Taking a proactive stance against waiting to admit patients for inpatient care.
Reprinted from Eating Disorders Review
January/February 2012 Volume 23, Number 1
©2012 Gürze Books
According to British eating disorders specialists Drs. Richard Sly and Bryony Bamford, inpatient eating disorders unit are increasingly being asked to admit patients at lower body mass indexes (BMIs), often delaying hospital treatment until it is medically unavoidable. At their hospital, St. George’s Hospital, London, there has been a consistent drop in inpatient BMIs for adults with anorexia nervosa (AN), from a yearly average of 14.1 kg/m2 in 2007 to 13.6 kg/m2 in 2009.
The two physicians designed a study to explore two hypotheses: first, that patients admitted at lower BMIs will have poorer weight outcomes at the end of treatment, and next, that these patients will have higher rates of re-admission within one year of discharge (Eur Eat Disorders Rev 2011; 19:407). To test the hypotheses, the authors studied 79 females and 3 males recruited from a national eating disorder inpatient unit. The mean age of participants was 27 years and participants met DSM-IV criteria for AN restrictive subtype (80.5%) or AN binge-purge subtype (19.5%). Participants were assigned to two groups: those with a BMI greater than 15 (15 patients) or BMIs less than 15 kg (67 patients). Patients were allocated to a “poor weight outcome” subgroup if their discharge weight was less than 17.5 or to “good weight outcome” subgroup if their discharge weight was more than 17.5.
How patients did
As the authors had anticipated, there was a significant positive correlation between a patient’s admission BMI and discharge BMI. Patients who had been admitted with BMIs greater than 15 had significantly higher BMIs on discharge than did those whose BMIs had been less than 15 on admission. Dropout rates were similar between the two groups ( 53% and 54%). Weight gained and duration of treatment were approximately the same in the two groups of patients.

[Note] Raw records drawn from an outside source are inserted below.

PR #586, opened 2021-10-01
Process checksum-fail command.

tatarize:
* Permits the use of `%` in the lhymicro-gl code as a special command for the controller.
* The use of % does the checksum xor with 0xFF
* The rejection of the packet with a 207 error is ignored, and said to be correct.
* No retry attempt is made.

To test this `egv ~IPP%$~` and you can see if you `channel open 0/usb_send` and `channel open 0/recv` that this was just rejected. You can do this a bunch in the middle of actual values rastering processes etc and it won't process any of that stuff. Spaces get a bit weird and it might actually send the data correctly for one packet if you exceed 30 digits and it needs to break that data into different bits.

### DIFF
--- a/meerk40t/device/lhystudios/lhystudiosdevice.py
+++ b/meerk40t/device/lhystudios/lhystudiosdevice.py
@@ -1950,6 +1950,7 @@ class LhystudiosController:
         * : clear the buffers, and abort the thread.
         ! : pause.
         & : resume.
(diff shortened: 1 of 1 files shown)


tiger12506 (approved):
I did not personally test this, but Tat says he did, and I see nothing in the code that looks dangerous.

PR #600, opened 2021-10-08
Improve image actualization.

Sophist-UK:
This code is based on a discussion between Sophist and @Taterize on IRC on how to handle image actualisation.

I have not yet tested this code, but am pushing this to a PR so that @Taterize can take a look at the code concept.

### DIFF
--- a/meerk40t/image/imagetools.py
+++ b/meerk40t/image/imagetools.py
@@ -1667,9 +1667,8 @@ class RasterScripts:
                                     # image = image.convert("L")
                                 empty_mask = image.point(lambda e: 0 if e == 0 else 255)
                                 image = ImageOps.invert(image)
-                            elif alpha_mask:
-                                # When NOT inverting we can use the alpha mask
-                                empty_mask = alpha_mask.point(
+                            else:
+                                empty_mask = image.point(
                                     lambda e: 0 if e == 255 else 255
                                 )
                         except (KeyError, OSError):


Sophist-UK:
Current status:

1. I believe that actualize is complete and working. I am unclear whether there are any issues with converting image.modes like P to RGB or PA to RGBA when using actualize, but my gut reaction is not.

2. Right-click actualize seems to be working great.

3. Raster scripts are still converting transparent pixels to white unnecessarily. 

4. Simulation (or LaserRender) is not calling actualize but using wx transformations instead and (despite using wxGraphicContext) these are still using black non-transparent fill for actualization of rotated matrices, and are also converting transparent to black (where the image has already been actualised). 

5. Burn is probably using actualize - there is a different actualize in `CutPlan` which calls `make_actual` which calls the real `actualize`. This could potentially be simplified - make_actual would be better in imagetools and given the small number of places it is call it could probably be eliminated in favour of the real actualize. Also perhaps sensible to change the name of one to prevent confusion.

Sophist-UK:
> I'm biased but I think we should consider #601 over this one.

I am not biased and I have no issues considering #601.

I will need to try the #601 code against my test cases, but I wonder whether:

a. We should reduce coloured images to greyscale every time - I have no idea either way but I shied away from going this far with my code but if you think it is OK, then it is fine with me;
b. If we are converting to "L", whether the code should mimic the greyscale code in RasterScripts;
c. Whether we should aim for an LA mode which preserves alpha rather than convert transparent to white (which I would personally like to see because you don't end up with white background overlaying other elements);
d. Whether the mask code is correct `255 - e` rather than `255 if e == 0 else 0`
e. Whether #601 addresses some of the stuff that I think still needs fixing as described above.

Perhaps we should combine the best of both.

Issue #599, opened 2021-10-08
Raster wizard introduces black lines at right hand / bottom edge


Sophist-UK:

Sophist-UK:
I tried it on my laptop running from source and I didn't get this - so probably fixed by #597.

But bad image processing is for me getting to the point where 0.7.1 is unusable.

tatarize:
The PR #600 and #601 both seek to address this problem. I think there are some merit to both. But, some clear interference. #601 seeks to make rasters uniform. All the raster stuff is transitioned to using dewhite to make the preview images. So all images loaded and viewed in meerk40t are converted to black/transparent images. Actualize makes the images actually black and transparent. It should also reduce bounding box if needed and allow some other nice changes. But, the most important thing is that it should get rid of any and all whack-a-mole style errors here.

* Has not been extensively checked with raster wizard.
* May avoid applying to an image from execute-job if it matches the old criteria but should actually trim and modify the image.
* Has not been tested for inverted images and inverted images might prefer being white/transparent images
* Does harder alterations of the current errors.

#600 
* fixes the actualize pixel code call, but may be overly harsh in recalculating the bounding box.
* includes a burn value in actualize that is not triggered.
* Burn should not function differently than not-burn. 
* Mode P for pallette might have an alpha. I forget exactly how that works. This would mean new_mode.endswith("A") could fail.
* Comment is wrong, Pillow does allow to fill in new areas created by transform with transparent but only when that mode is RGBA and is the default in that case. The problem seems to be that it's transparent black so converting it to L converts that color to black.
* Probably slower since it holds the alpha and image and applies the same to both, likely bbox is also slower.

Sophist-UK:
As stated above, #597 seems to fix this problem. However responding to these comments:

1. Both #600 and #601 seek to make rasters uniform. I just wasn't brave enough in #600 to go to greyscale "L" on actualise rather than keep the image coloured "RGB". But on balance I think that going to grey scale is a good idea on actualize. But I think my approach to keeping alpha i.e. end up with "LA" is a better UI approach for user Actualization of source elements - whereas for simulation we should ideally switch to black with alpha for greyscale because that visibly simulates burns, and for burns we should switch to greyscale with no alpha because that is simplest for processing.

> Burn should not function differently than not-burn.

If we go to greyscale uniformly, then we don't need to treat burn as different.

[...]

PR #601, opened 2021-10-08
Make Processed Images Uniform

tatarize:
Seeks to make rasters uniform.  Should get rid of any and all whack-a-mole style errors here. Should simplify the understanding. Conceptually this takes alpha into account and uses it to generate a greyscale `L` image. This should be the result of any actualize operation. The core idea behind this technology is displaying the black and white as black and transparent. This is done by using the black and white image as the alpha-mask of a pure black image and displaying that. Then under the hood, all images that with any processing are greyscale. If the image is not `L` to start, we peel off the alpha and combine that with the image to make alpha values entirely white. 

* All the raster stuff is transitioned to using dewhite to make the preview images. This includes images that are full color and are not changed. They are merely displayed in black and transparent. 
* All images are actualized and (should-be) Raster Wizard'ed to black/transparent images. The viewed bitmap is automatically converted regardless of the original mode of the image.
* Black/Transparent images are stored in `mode L` image, which is properly black and white but viewed as black/transparent.
* Actualize makes the images actually black and transparent, and crops the size correctly.
* Has been extensively checked with RasterWizard.
* Has been tested for inverted images and inverted images might prefer being white/transparent images.

### DIFF
--- a/test/test_imagetools_wizard.py
+++ b/test/test_imagetools_wizard.py
@@ -82,32 +82,36 @@ class TestRasterWizard(unittest.TestCase):
         try:
             kernel_root = kernel.get_context("/")
             # kernel_root("channel print console\n")
-            for mode in ("RGBA", "RGB", "L", "1", "P", "F"):
-                svg_image = SVGImage()
-                svg_image.image = Image.new("RGBA", (256, 256), "white")
-                draw = ImageDraw.Draw(svg_image.image)
-                draw.ellipse((50, 50, 150, 150), "black")
-                draw.ellipse((75, 75, 125, 125), "blue")
-                draw.ellipse((95, 95, 105, 105), "green")
-                svg_image.image = svg_image.image.convert(mode)
-                node = kernel_root.elements.add_elem(svg_image)
-                node.emphasized = True
-            kernel_root("image wizard Gravy\n")
-            for element in kernel_root.elements.elems():
-                if isinstance(element, SVGImage):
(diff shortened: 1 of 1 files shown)


Sophist-UK:
> I'm biased but I think we should consider \[this one over #600\].

I am not biased and I have no issues considering #601 vs #600.

I will need to try this code against my test cases, but I wonder whether:

a. We should reduce coloured images to greyscale every time - I have no idea either way but I shied away from going this far with my code but if you think it is OK, then it is fine with me;
b. If we are converting to "L", whether the code should mimic the greyscale code in RasterScripts;
c. Whether we should aim for an LA mode which preserves alpha rather than convert transparent to white (which I would personally like to see because you don't end up with white background overlaying other elements);
d. Whether the mask code is correct `255 - e` rather than `255 if e == 0 else 0`
e. Whether #601 addresses some of the stuff that I think still needs fixing as described above.

Perhaps we should combine the best of both.

tatarize:
Discussion on #599

tatarize:
Responded in the issue #599 (trying to keep things organized)

Sophist-UK:
Looking good except some minor stuff:
1. After right-click actualise, scene is not updated with cropped image size.
2. In raster wizard Gravy, with `grayscale` **disabled** and `tone` enabled there are some light gray artifacts showing in the Heather Stone image.

Otherwise looking very good!!!!

Once again you have proven your coding awesomeness!!

PR #602, opened 2021-10-10
refresh scene after actualize...

Sophist-UK:
... so as to e.g. show new bbox when image has been cropped.

### DIFF
--- a/meerk40t/core/elements.py
+++ b/meerk40t/core/elements.py
@@ -4987,9 +4987,6 @@ class Elemental(Modifier):
         @self.tree_operation(_("Actualize pixels"), node_type="elem", help="")
         def image_actualize_pixels(node, **kwgs):
             self.context("image resample\n")
-            node.object.node.altered()
-            self.context.signal("element_property_reload", node.object)
-            self.context.signal("refresh_scene")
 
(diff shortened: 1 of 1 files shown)


Sophist-UK:
Code missed from #601

Sophist-UK:
RasterWizard has similar problem where bbox is not refreshed after you click the "Process Image and Export button"- but no time to look at this tonight or tomorrow.

tatarize:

As predicted, 95.5% of patients who had been originally admitted for treatment at BMIs less than 15 were readmitted to treatment within a year of discharge; only 1 patient with a pre-admission BMI above 15 was re-admitted. Thus, there was a significant relationship between low admission BMI and subsequent re-admission for treatment.
As Drs. Sly and Bamford note, no differences were seen in total weight gain across hospital stay, which meant that those patients admitted at lower weight were subsequently being discharged at lower weights. Nearly one-third of patients admitted below a BMI of 15 were readmitted for treatment within 1 year. Should longer hospital stays be promoted to achieve healthy weight gain before discharge or should patients be admitted at an earlier stage of AN to maximize the chances of patients achieving a healthy weight gain before being discharged? The authors obviously vote for being proactive, and admitting patients earlier to achieve a better outcome and reduce the need for re-hospitalization.